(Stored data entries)
§

PR #2236, opened 2024-03-09
BC Assessment Popup

GrahamS-Quartech:
## 🎯 Summary

  
[PIMS-###: ](https://apps.itsm.gov.bc.ca/jira/browse/PIMS-###)

* Adds a button and dialog to the map parcel popup in similar style to LTSA info for the private BC Assessment API.
* Uses the somewhat naive approach of checking the current browser URL to determine which version of the API to call. Not possible to set this using Openshift.
* Note that calls to the API will bounce unless you are authorized on their end.

## 🔰 Checklist


frontend/src/components/maps/leaflet/LayerPopup/constants/index.tsx
```diff
@@ -32,6 +35,32 @@ export const parcelLayerPopupConfig = {
...
+  // GEN_NET_IMPROVEMENT_VALUE: {
+  //   label: 'Net Improvement Value:',
+  //   display: (data: any) => (
+  //     <>{data.GEN_NET_IMPROVEMENT_VALUE ? `$${data.GEN_NET_IMPROVEMENT_VALUE}` : `N/A`}</>
+  //   ),
+  // },
+  // FOLIO_ID: {
+  //   label: 'Folio ID:',
+  //   display: (data: any) => <>{data.FOLIO_ID ? `${data.FOLIO_ID}` : `N/A`}</>,
+  // },
```
dbarkowsky, line 63: I'm good with leaving this here. Easy to uncomment if we want it back.

dbarkowsky (approved):
Testing in OpenShift. Working well. 
Ideally we find a workaround for local development at some point that isn't modifying the hosts file.

frontend/src/components/maps/leaflet/LayerPopup/constants/index.tsx
GrahamS-Quartech: Yeah I felt there was a non-zero chance we might move the information around so I figured I would leave it there for now.

PR #2249, opened 2024-03-13
PIMS-1434: Parcel Controller

GrahamS-Quartech:
## 🎯 Summary
[PIMS-1434 ](https://apps.itsm.gov.bc.ca/jira/browse/PIMS-1434)

Implements endpoints for managing parcels. I left some endpoints that I am not sure we need for moving forward with the current MVP goal unimplemented.

I also made some small adjustments to the services behavior:
* Services will try to obtain a unique row by primary key instead of by PID, which I feel is appropriate given PID has no unique constraint. There is still a function to get a single row by PID though.
* Removed some error throwing from the services where it did not seem appropriate to me and instead let the controllers handle it.

## 🔰 Checklist

### DIFF
--- a/express-api/src/controllers/parcels/parcelsController.ts
+++ b/express-api/src/controllers/parcels/parcelsController.ts
@@ -48,13 +48,14 @@ export const updateParcel = async (req: Request, res: Response) => {
    */
   try {
     const parcelId = Number(req.params.parcelId);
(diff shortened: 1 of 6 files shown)


dbarkowsky (approved):
Happy with these additions. 
There are some additional checks that I think we need to perform for authorization purposes, but I've created an additional ticket to add those in later.

PR #2253, opened 2024-03-15
PIMS-1430 User Table Tidy

dbarkowsky:
## 🎯 Summary

  
[PIMS-1430](https://citz-imb.atlassian.net/browse/PIMS-1430?atlOrigin=eyJpIjoiODhkNGRlNzZlMGFiNDhkMGIwYzVlYjBmNzk3NDc4NWQiLCJwIjoiaiJ9)

Provides some updates around the User Table and User Details experience.

## Changes
- Display Name field removed. Replaced with Provider column (IDIR or BCeID)
- Solved issue where rendering would fail if pimsUser.data was undefined
- Clicking Users in the header now returns you to the user table if you were on User Detail
- User Detail has its own URL, so the back button in the browser works and you can save the URL to go straight to that user
- Column sizes adjusted
- Updated quick select options to include additional roles, statuses
- Solved issue where trying to highlight text in rows would navigate you to User Detail upon mouseUp event. Now checks for selection length before deciding to navigate or not.
- Provided option to pass initial state of table through props. We might not want to default sort by CreatedOn for every table.

## Future Work
I wanted to implement something that would save the filter when navigating between the User Table and the User Details pages. I think there's a solution where we could save the filter and quick filter settings to a cookie and check that cookie upon load, but I'm going to start a new ticket for this solution to be generic for all tables. 

## 🔰 Checklist


TaylorFries (approved):
user table updates look good with test data. no issues detected

PR #2255, opened 2024-03-15
PIMS-1440 getSelf Optimization

dbarkowsky:
## 🎯 Summary

  
[PIMS-1440](https://citz-imb.atlassian.net/browse/PIMS-1440?atlOrigin=eyJpIjoiZmNiNjFhMjExZGYyNDg2M2EzZjdjZTA1Mjc2NzcyZDAiLCJwIjoiaiJ9)

The wait times for syncing Keycloak roles and user roles was longer than expected (2.5 seconds per call).

Trying to optimize these syncs and getSelf controller by moving them to post-login and cron jobs.
The result is a much faster getSelf call, but with these tradeoffs:
- If you change possible roles in Keycloak (not through PIMS), it could be up to 10 minutes before it's reflected in PIMS tables. This kind of change would also need database and code changes, so I question whether we need this sync at all, or if it should just be handled alongside a PR.
- If you change a user's role in Keycloak (not through PIMS), the user table won't be updated to reflect that until the post-login hook is called again. No issue with security here, as we shouldn't be checking the user table for role permissions. Check the Keycloak token instead. It just means when looking at a user on the User Table or their User Details, their role might be out of date for a short while.

## Changes
- Moved syncKeycloakUser to afterUserLogin hook in Keycloak middleware. The user's roles should be synced at that time.
- Moved syncKeycloakRoles to a cron job that runs every 10 minutes. 

## 🔰 Checklist


TaylorFries (approved):
username update seems to work as expected. unsure how to test cron other than merging and seeing how it goes.

PR #2262, opened 2024-03-19
PIMS-1469 401 Redirect

dbarkowsky:
## 🎯 Summary

  
[PIMS-1469](https://citz-imb.atlassian.net/browse/PIMS-1469?atlOrigin=eyJpIjoiMDA1YjM5NzYzOWYxNDFhNGEyNjkxNzQxMDM1YzRjNDIiLCJwIjoiaiJ9)

## From the ticket
Right now, when the token expires user can still attempt to make calls. These calls will 401, which causes the frontend components to error out when the data isn’t there. 

Possible solutions: 
- something that tells users their session expired
  - maybe with some advanced warning?
- can we auto refresh the token? (security concern)
- redirect to login page, but remember where you were before so site can return user there

## 🔰 Checklist

### DIFF
--- a/express-api/src/controllers/properties/propertiesController.ts
+++ b/express-api/src/controllers/properties/propertiesController.ts
@@ -1,5 +1,6 @@
 import { Request, Response } from 'express';
 import { stubResponse } from '@/utilities/stubResponse';
+import propertyServices from '@/services/properties/propertiesServices';
 
 /**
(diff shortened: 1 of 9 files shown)


dbarkowsky:
Expecting a Keycloak update that will make this easier. Closing this for now.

§

Description of the task
The full set of entries should be copied out exactly as given.

Solved exercise
PR #2236, opened 2024-03-09
BC Assessment Popup

GrahamS-Quartech:
## 🎯 Summary

  
[PIMS-###: ](https://apps.itsm.gov.bc.ca/jira/browse/PIMS-###)

* Adds a button and dialog to the map parcel popup in similar style to LTSA info for the private BC Assessment API.
* Uses the somewhat naive approach of checking the current browser URL to determine which version of the API to call. Not possible to set this using Openshift.
* Note that calls to the API will bounce unless you are authorized on their end.

## 🔰 Checklist


frontend/src/components/maps/leaflet/LayerPopup/constants/index.tsx
```diff
@@ -32,6 +35,32 @@ export const parcelLayerPopupConfig = {
...
+  // GEN_NET_IMPROVEMENT_VALUE: {
+  //   label: 'Net Improvement Value:',
+  //   display: (data: any) => (
+  //     <>{data.GEN_NET_IMPROVEMENT_VALUE ? `$${data.GEN_NET_IMPROVEMENT_VALUE}` : `N/A`}</>
+  //   ),
+  // },
+  // FOLIO_ID: {
+  //   label: 'Folio ID:',
+  //   display: (data: any) => <>{data.FOLIO_ID ? `${data.FOLIO_ID}` : `N/A`}</>,
+  // },
```
dbarkowsky, line 63: I'm good with leaving this here. Easy to uncomment if we want it back.

dbarkowsky (approved):
Testing in OpenShift. Working well. 
Ideally we find a workaround for local development at some point that isn't modifying the hosts file.

frontend/src/components/maps/leaflet/LayerPopup/constants/index.tsx
GrahamS-Quartech: Yeah I felt there was a non-zero chance we might move the information around so I figured I would leave it there for now.

PR #2249, opened 2024-03-13
PIMS-1434: Parcel Controller

GrahamS-Quartech:
## 🎯 Summary
[PIMS-1434 ](https://apps.itsm.gov.bc.ca/jira/browse/PIMS-1434)

Implements endpoints for managing parcels. I left some endpoints that I am not sure we need for moving forward with the current MVP goal unimplemented.

I also made some small adjustments to the services behavior:
* Services will try to obtain a unique row by primary key instead of by PID, which I feel is appropriate given PID has no unique constraint. There is still a function to get a single row by PID though.
* Removed some error throwing from the services where it did not seem appropriate to me and instead let the controllers handle it.

## 🔰 Checklist

### DIFF
--- a/express-api/src/controllers/parcels/parcelsController.ts
+++ b/express-api/src/controllers/parcels/parcelsController.ts
@@ -48,13 +48,14 @@ export const updateParcel = async (req: Request, res: Response) => {
    */
   try {
     const parcelId = Number(req.params.parcelId);
(diff shortened: 1 of 6 files shown)


dbarkowsky (approved):
Happy with these additions. 
There are some additional checks that I think we need to perform for authorization purposes, but I've created an additional ticket to add those in later.

PR #2253, opened 2024-03-15
PIMS-1430 User Table Tidy

dbarkowsky:
## 🎯 Summary

  
[PIMS-1430](https://citz-imb.atlassian.net/browse/PIMS-1430?atlOrigin=eyJpIjoiODhkNGRlNzZlMGFiNDhkMGIwYzVlYjBmNzk3NDc4NWQiLCJwIjoiaiJ9)

Provides some updates around the User Table and User Details experience.

## Changes
- Display Name field removed. Replaced with Provider column (IDIR or BCeID)
- Solved issue where rendering would fail if pimsUser.data was undefined
- Clicking Users in the header now returns you to the user table if you were on User Detail
- User Detail has its own URL, so the back button in the browser works and you can save the URL to go straight to that user
- Column sizes adjusted
- Updated quick select options to include additional roles, statuses
- Solved issue where trying to highlight text in rows would navigate you to User Detail upon mouseUp event. Now checks for selection length before deciding to navigate or not.
- Provided option to pass initial state of table through props. We might not want to default sort by CreatedOn for every table.

## Future Work
I wanted to implement something that would save the filter when navigating between the User Table and the User Details pages. I think there's a solution where we could save the filter and quick filter settings to a cookie and check that cookie upon load, but I'm going to start a new ticket for this solution to be generic for all tables. 

## 🔰 Checklist


TaylorFries (approved):
user table updates look good with test data. no issues detected

PR #2255, opened 2024-03-15
PIMS-1440 getSelf Optimization

dbarkowsky:
## 🎯 Summary

  
[PIMS-1440](https://citz-imb.atlassian.net/browse/PIMS-1440?atlOrigin=eyJpIjoiZmNiNjFhMjExZGYyNDg2M2EzZjdjZTA1Mjc2NzcyZDAiLCJwIjoiaiJ9)

The wait times for syncing Keycloak roles and user roles was longer than expected (2.5 seconds per call).

Trying to optimize these syncs and getSelf controller by moving them to post-login and cron jobs.
The result is a much faster getSelf call, but with these tradeoffs:
- If you change possible roles in Keycloak (not through PIMS), it could be up to 10 minutes before it's reflected in PIMS tables. This kind of change would also need database and code changes, so I question whether we need this sync at all, or if it should just be handled alongside a PR.
- If you change a user's role in Keycloak (not through PIMS), the user table won't be updated to reflect that until the post-login hook is called again. No issue with security here, as we shouldn't be checking the user table for role permissions. Check the Keycloak token instead. It just means when looking at a user on the User Table or their User Details, their role might be out of date for a short while.

## Changes
- Moved syncKeycloakUser to afterUserLogin hook in Keycloak middleware. The user's roles should be synced at that time.
- Moved syncKeycloakRoles to a cron job that runs every 10 minutes. 

## 🔰 Checklist


TaylorFries (approved):
username update seems to work as expected. unsure how to test cron other than merging and seeing how it goes.

PR #2262, opened 2024-03-19
PIMS-1469 401 Redirect

dbarkowsky:
## 🎯 Summary

  
[PIMS-1469](https://citz-imb.atlassian.net/browse/PIMS-1469?atlOrigin=eyJpIjoiMDA1YjM5NzYzOWYxNDFhNGEyNjkxNzQxMDM1YzRjNDIiLCJwIjoiaiJ9)

## From the ticket
Right now, when the token expires user can still attempt to make calls. These calls will 401, which causes the frontend components to error out when the data isn’t there. 

Possible solutions: 
- something that tells users their session expired
  - maybe with some advanced warning?
- can we auto refresh the token? (security concern)
- redirect to login page, but remember where you were before so site can return user there

## 🔰 Checklist

### DIFF
--- a/express-api/src/controllers/properties/propertiesController.ts
+++ b/express-api/src/controllers/properties/propertiesController.ts
@@ -1,5 +1,6 @@
 import { Request, Response } from 'express';
 import { stubResponse } from '@/utilities/stubResponse';
+import propertyServices from '@/services/properties/propertiesServices';
 
 /**
(diff shortened: 1 of 9 files shown)


dbarkowsky:
Expecting a Keycloak update that will make this easier. Closing this for now.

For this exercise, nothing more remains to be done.